◆ EXERCISE INSTRUCTIONS ◆
Return exactly the lines of the records below, starting at the line that contains "primatives and functions" and ending at the line that contains "1. The custom", with both of those lines kept.

[Opening DATA FOR THIS EXERCISE section]

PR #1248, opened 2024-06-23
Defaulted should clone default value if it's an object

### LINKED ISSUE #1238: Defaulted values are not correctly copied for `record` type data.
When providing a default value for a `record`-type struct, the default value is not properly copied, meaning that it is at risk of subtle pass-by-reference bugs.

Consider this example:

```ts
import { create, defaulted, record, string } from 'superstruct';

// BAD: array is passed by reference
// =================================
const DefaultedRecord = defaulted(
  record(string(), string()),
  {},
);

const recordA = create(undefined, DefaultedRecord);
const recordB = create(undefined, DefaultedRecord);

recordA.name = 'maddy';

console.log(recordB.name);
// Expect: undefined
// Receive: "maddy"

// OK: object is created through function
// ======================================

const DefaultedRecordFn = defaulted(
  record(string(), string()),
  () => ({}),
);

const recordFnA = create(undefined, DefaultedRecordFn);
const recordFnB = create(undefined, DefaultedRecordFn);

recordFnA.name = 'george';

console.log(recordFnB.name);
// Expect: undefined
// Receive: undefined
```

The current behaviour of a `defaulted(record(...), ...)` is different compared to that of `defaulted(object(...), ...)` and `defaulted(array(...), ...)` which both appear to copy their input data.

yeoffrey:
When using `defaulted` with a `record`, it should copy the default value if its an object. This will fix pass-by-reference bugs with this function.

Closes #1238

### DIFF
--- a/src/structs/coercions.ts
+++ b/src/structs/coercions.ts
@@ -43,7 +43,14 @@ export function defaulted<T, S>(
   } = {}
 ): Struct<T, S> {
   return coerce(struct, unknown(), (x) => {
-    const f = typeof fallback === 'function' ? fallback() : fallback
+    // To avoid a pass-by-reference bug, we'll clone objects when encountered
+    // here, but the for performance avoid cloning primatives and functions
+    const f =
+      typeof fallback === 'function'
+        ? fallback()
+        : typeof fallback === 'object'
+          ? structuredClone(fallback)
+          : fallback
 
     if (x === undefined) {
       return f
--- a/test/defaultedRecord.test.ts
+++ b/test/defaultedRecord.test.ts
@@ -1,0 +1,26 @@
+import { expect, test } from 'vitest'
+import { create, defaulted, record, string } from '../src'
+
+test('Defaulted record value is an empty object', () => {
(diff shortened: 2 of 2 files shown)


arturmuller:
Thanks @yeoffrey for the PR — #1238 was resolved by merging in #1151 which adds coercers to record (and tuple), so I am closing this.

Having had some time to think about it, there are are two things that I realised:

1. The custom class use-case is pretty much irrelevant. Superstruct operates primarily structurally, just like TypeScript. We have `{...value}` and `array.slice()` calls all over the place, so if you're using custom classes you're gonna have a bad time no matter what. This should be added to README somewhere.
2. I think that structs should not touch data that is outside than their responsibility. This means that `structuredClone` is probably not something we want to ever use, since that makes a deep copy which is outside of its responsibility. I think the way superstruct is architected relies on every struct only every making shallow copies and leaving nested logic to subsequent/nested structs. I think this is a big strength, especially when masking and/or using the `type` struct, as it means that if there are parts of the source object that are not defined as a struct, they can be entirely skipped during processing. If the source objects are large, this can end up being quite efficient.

[Closing DATA FOR THIS EXERCISE section]

◆ EXERCISE ANSWER ◆
+    // here, but the for performance avoid cloning primatives and functions
+    const f =
+      typeof fallback === 'function'
+        ? fallback()
+        : typeof fallback === 'object'
+          ? structuredClone(fallback)
+          : fallback
 
     if (x === undefined) {
       return f
--- a/test/defaultedRecord.test.ts
+++ b/test/defaultedRecord.test.ts
@@ -1,0 +1,26 @@
+import { expect, test } from 'vitest'
+import { create, defaulted, record, string } from '../src'
+
+test('Defaulted record value is an empty object', () => {
(diff shortened: 2 of 2 files shown)


arturmuller:
Thanks @yeoffrey for the PR — #1238 was resolved by merging in #1151 which adds coercers to record (and tuple), so I am closing this.

Having had some time to think about it, there are are two things that I realised:

1. The custom class use-case is pretty much irrelevant. Superstruct operates primarily structurally, just like TypeScript. We have `{...value}` and `array.slice()` calls all over the place, so if you're using custom classes you're gonna have a bad time no matter what. This should be added to README somewhere.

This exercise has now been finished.